» RECORDS FOR THE EXERCISE:
◇ ◇ ◇

PR #1399, opened 2019-08-26
🍰 Correct the import of tags from the Alpha and refactor editor hashtags

### LINKED ISSUE #1395: 🐛 [Bug] Hashtags are imported with not allowed characters
## :bug: Bugreport

In the Alpha are hashtags which have chars that are not part of usual hashtags in the Nitro. (See rules for hashtags on Facebook etc. EN: https://en.wikipedia.org/wiki/Hashtag#Style , GER: https://de.wikipedia.org/wiki/Hashtag#Eigenschaften )

Bildschirmfoto 2019-08-26 um 11 29 23
Bildschirmfoto 2019-08-26 um 11 33 32
Bildschirmfoto 2019-08-26 um 11 35 25
Bildschirmfoto 2019-08-26 um 11 33 02

1. Create a new post.
2. Use a hashtag with typing of `#`.
3. Look at the menu.

### Expected behavior

Have hashtags after common hashtag rules.

Tirokk:
#809  🍰 Pullrequest

Correct the import of tags from the Alpha.
Remove the tags which can not be corrected.

I included the refactoring of the editor hashtag functionality as well !!!

### Issues
- fixes #1395
- relates #1276

### Todo

- [x] test if it’s working
- [x] editor hashtags
- [x] store the hashtags to the database
- [x] shorten hashtags in suggestion menu


Tirokk:
The functionality of the import has to be tested. @roschaefer @mattwr18

mattwr18:
that doesn't say anything about matching the `hashtag` and removing ones that only have numbers @roschaefer, but maybe we could refactor to use a combination of them both... I'll test it out

Tirokk:
No @roschaefer .
In a hashtags only `0-9a-bA-B` are allowed. If it starts with a number a letter has to follow somewhere. See the fixed issue #1395.

- There are several hashtags existing at the moment on production which are not allowed.
- And why converting all upper case chars to lower case? We are losing information, because it is a legitim and often user style element.

Tirokk:
Thanks a lot @mattwr18 that you have made this working. 🙏🏼😍
Cool 😎

mattwr18:
yeah, true... I was thinking of trying out `apoc.text.clean`, but @Tirokk makes a really good point, there is no reason we need to change the case of the hashtag, actually "experts" suggest using `Pascal` case for readability, and anyways they are legit hashtags. the purpose of this is to remove illegitimate ones ie ones with spaces, only numbers, etc...

@Tirokk this wouldn't remove the really long one from you screen shot, but I wasn't able to find any material, from what you provided, or checking myself that indicates there is a minimum or maximum, except for with twitter cause there is an overall limit of 140 characters.

One thing to keep in mind is that this would remove any accents from hashtags as they would not match `a-zA-Z`, and from what I have read, they are allowed in hashtags, so don't know what we can do about that....

Tirokk:
I haven’t red about accents in hashtags till now. But you brought up an issue @mattwr18 .
Here is info what Facebook and Twitter do:
https://soporte.easypromosapp.com/hc/en-us/articles/207886346-Tips-and-recommendations-to-define-your-contest-hashtag
It states:

About accents in the hashtags: 
- On Twitter: you can decide and communicate a hashtag with accents, but the platform will retrieve all the versions of this hashtag (with and without accent). You should discard the non-valid entries after they have been retrieved to the application.
- On Instagram: the platform will retrieve the identical hashtag you have written in the Instagram integration section. If the hashtag is written with accent, only those posts on Instagram with the accent on the hashtag will be retrieved to the application.

So, what are your suggestions @roschaefer , @ogerly , @alina-beck ?
Allow them? Or some of them? And therefore don’t filter them out of the Alphas.

### An other point is, what about other languages?

We rarely have Cyrillic letters in out Alpha hashtag database as an example. They seem to be allowed in general:
https://stackoverflow.com/questions/14823376/what-characters-are-allowed-in-twitter-hashtags

But for now I would suggest to get rid of them and later find a more general solution, if we establish other languages.

alina-beck:
I don't have a very strong opinion on this. Long-term I'd say it would be good to allow accents in hashtags as it feels more inclusive. But for now let's just go with the easiest solution? Or is this something we need to decide now because we already have hashtags with accents?

Tirokk:
I think in the Alpha are a lot of accents in the hashtags. They are not visible in the Nitro-Production, because the function `apoc.text.clean` used at the Moment converts them to multi letter ascii code.
I searched some in the Alpha and found them like `#Frühlingsnacht`, `#Beliebteste Beiträge`, or `#Nationalität` and so on.
We should convert the German ones at least …

Tirokk:
Now all unicode letters are working like on Twitter! @roschaefer @alina-beck @ogerly 
And the import preserves all the unicode letters as well … 😎
Yuhuuuu !!!!
Thanks a lot @mattwr18 😍🚀🚀💫💫💫

deployment/legacy-migration/maintenance-worker/migration/neo4j/contributions/contributions.cql
```diff
@@ -148,6 +148,10 @@ MATCH (c:Category {id: categoryId})
 MERGE (p)-[:CATEGORIZED]->(c)
 WITH p, post.tags AS tags
 UNWIND tags AS tag
-MERGE (t:Tag {id: apoc.text.clean(tag), disabled: false, deleted: false})
+WITH apoc.text.replace(tag, '[^\\p{L}0-9]', '') as tagNoSpacesAllowed
+CALL apoc.when(tagNoSpacesAllowed =~ '^((\\p{L}+[\\p{L}0-9]*)|([0-9]+\\p{L}+[\\p{L}0-9]*))$', 'RETURN tagNoSpacesAllowed', '', {tagNoSpacesAllowed: tagNoSpacesAllowed})
```
roschaefer: Are you trying to remove hashtags that don't match the regex?

I believe that the empty string `''` is not null, so we import the hashtag in any case.

mattwr18: when I was doing the import without this line of code it was failing on line `155` saying that it could not create a `Tag` with `null` as id, so it was coming from somewhere

Tirokk: The hashtag should be imported only if:
- after cleaning the hashtag from all not allowed chars:
```
apoc.text.replace(tag, '[^\\p{L}0-9]', ‚‘)
```
- it matches the pattern:
```
'^((\\p{L}+[\\p{L}0-9]*)|([0-9]+\\p{L}+[\\p{L}0-9]*))$'
```

In this new formulation it seems to me that the in front cleaning is not necessary anymore …

Tirokk: Ah @mattwr18 replied.
He can answer you question better and tryout, because I can not import my self.

mattwr18: that might actually be true @Tirokk... certainly I can test it out, if we don't mind waiting longer for it to get merged in

roschaefer: If this solution saves us complexity in the frontend and backend, please remove the obsolete source code! :relieved:

Tirokk: Would be great if you could care for it @mattwr18 !!! 😘
I am not in a big hurry. Would be just nice to have it merged before the next production gets deployed. @roschaefer

mattwr18: sure! I'll take care of it today

roschaefer: I debugged this with the following:
```
...
WITH p, post, post.tags AS tags
UNWIND tags AS tag
WITH post, apoc.text.replace(tag, '[^a-z^A-Z^0-9]', '') as tagNoSpacesAllowed
CALL apoc.when(tagNoSpacesAllowed =~ '^(([a-zA-Z]+[a-zA-Z0-9]*)|([0-9]+[a-zA-Z]+[a-zA-Z0-9]*))$', 'RETURN tagNoSpacesAllowed', '', {tagNoSpacesAllowed: tagNoSpacesAllowed})
YIELD value as validated
WITH validated, post
WHERE validated.tagNoSpacesAllowed IS NULL
CALL apoc.log.info('Post %s', post)
...
```
then the posts with tags that would become NULL are logged to `/var/log/neo4j/debug.log` (on my machine).

I used MongoDB compass to check out those contributions with tags converted to NULL:

2019-08-30-151035_1920x1080_scrot
2019-08-30-151144_1920x1080_scrot
2019-08-30-151236_1920x1080_scrot

mattwr18: ok, I don't see why they would be converted to null @roschaefer... is it supposed to be obvious?
I just retried the import without the `IS NOT NULL` and it failed as yesterday.

well, I guess the ones that return null would be the ones that after stripped contain only numbers?
do we care about this? I'm personally ok to remove those three tags, what about others?

roschaefer: Yes, it's because of the numbers. I'm OK to remove these tags, it's just that you could probably use a `COALESCE(somelist)` here.

mattwr18: but where is `somelist` coming from? these `tags` only become null as they are passed one-by-one through the regex and then the tags are one-by-one created with their id. we need to skip the `NULL` ones so as not to attempt to create them.

mattwr18:
hey @roschaefer this example is not exhaustive or clear enough
```
it('ignores Hashtag links with not allowed character combinations', () => {
  const content =
    '<p>Something inspirational about <a href="/search/hashtag/AbcDefXyz0123456789!*(),2" class="hashtag" target="_blank">#AbcDefXyz0123456789!*(),2</a>, <a href="/search/hashtag/0123456789" class="hashtag" target="_blank">#0123456789</a>, <a href="/search/hashtag/0123456789a" class="hashtag" target="_blank">#0123456789a</a> and <a href="/search/hashtag/AbcDefXyz0123456789" target="_blank">#AbcDefXyz0123456789</a>.</p>'
  expect(extractHashtags(content)).toEqual(['0123456789a', 'AbcDefXyz0123456789'])
})
```

deployment/legacy-migration/maintenance-worker/migration/neo4j/contributions/contributions.cql
```diff
@@ -148,6 +148,10 @@ MATCH (c:Category {id: categoryId})
...
```
alina-beck: Could you put these expressions in a variable and give them a human readable name? `stringConsistingOfNumbersOnly` might not be short and sweet but gives me an idea of what's happening here. :wink:

webapp/components/Editor/Editor.vue
```diff
@@ -212,8 +213,9 @@ export default {
     },
     sanitizeQuery(query) {
       if (this.suggestionType === HASHTAG) {
-        // remove all not allowed chars
-        query = query.replace(/[^a-zA-Z0-9]/gm, '')
+        // remove all unallowed chars
+        const regX = build('[^\\pL0-9]')
```
alina-beck: same as above – I could go check what this regex does exactly but would prefer to see it directly in the code, either as variable name or, since there's a comment already, as explanation in the comment

webapp/components/Editor/SuggestionList.vue
```diff
@@ -7,15 +7,15 @@
       :class="{ 'is-selected': navigatedItemIndex === index }"
       @click="selectItem(item)"
     >
-      {{ createItemLabel(item) }}
+      {{ createItemLabel(item) | truncate(50) }}
```
alina-beck: :+1:

webapp/components/Editor/SuggestionList.vue
```diff
@@ -7,15 +7,15 @@
...
     <template v-if="isHashtag">
-      <li v-if="!query" class="suggestion-list__item hint">
-        {{ $t('editor.hashtag.addLetter') }}
-      </li>
+      <li v-if="!query" class="suggestion-list__item hint">{{ $t('editor.hashtag.addLetter') }}</li>
       <template v-else-if="!filteredItems.find(el => el.id === query)">
         <li class="suggestion-list__item hint">{{ $t('editor.hashtag.addHashtag') }}</li>
-        <li class="suggestion-list__item" @click="selectItem({ id: query })">#{{ query }}</li>
+        <li class="suggestion-list__item" @click="selectItem({ id: query })">
+          #{{ query | truncate(50) }}
```
alina-beck: :+1:

I just had to google what this does – very confusing if you don't know about Vue.js filters... Great opportunity to learn about them, though! So thanks for this! :smile:

backend/src/middleware/hashtags/extractHashtags.js
```diff
@@ -20,7 +21,7 @@ export default function(content) {
   const hashtags = []
   urls.forEach(url => {
     let match
-    while ((match = ID_REGEX.exec(url)) != null) {
+    if ((match = exec(url, regX)) != null) {
```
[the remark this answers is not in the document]
Tirokk: Thanks you @alina-beck !!!
Nice to hear.

Yes, an improvement! 🤗😍

backend/src/middleware/hashtags/extractHashtags.js
```diff
@@ -20,7 +21,7 @@ export default function(content) {
   const hashtags = []
   urls.forEach(url => {
     let match
```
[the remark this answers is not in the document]
Tirokk: Same same …

deployment/legacy-migration/maintenance-worker/migration/neo4j/contributions/contributions.cql
Tirokk: Yes, a good improvement! 🤗😍
@mattwr18 did already … 😍

… he gave an other name  …
… and I changed the name again for clarification.

webapp/components/Editor/Editor.vue
Tirokk: Wonderful 😍

@mattwr18 did already … 😍
… and I changed the name again for clarification.

webapp/components/Editor/SuggestionList.vue
Tirokk: @mattwr18 did already … 😍
Thanks dear. 😘

webapp/components/Editor/SuggestionList.vue
Tirokk: @mattwr18 and I learned this by @roschaefer ! 😍💫

mattwr18:
hey, I misunderstood the diff between the `master` branch and this feature branch and thought that it had been removed with @roschaefer new epic `PR`, but I was wrong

◇ ◇ ◇

» TRY IT: Each line of the listing above that contains the word "working" is to be copied.

» SOLVED PROBLEM:
- [x] test if it’s working
Thanks a lot @mattwr18 that you have made this working. 🙏🏼😍
Now all unicode letters are working like on Twitter! @roschaefer @alina-beck @ogerly 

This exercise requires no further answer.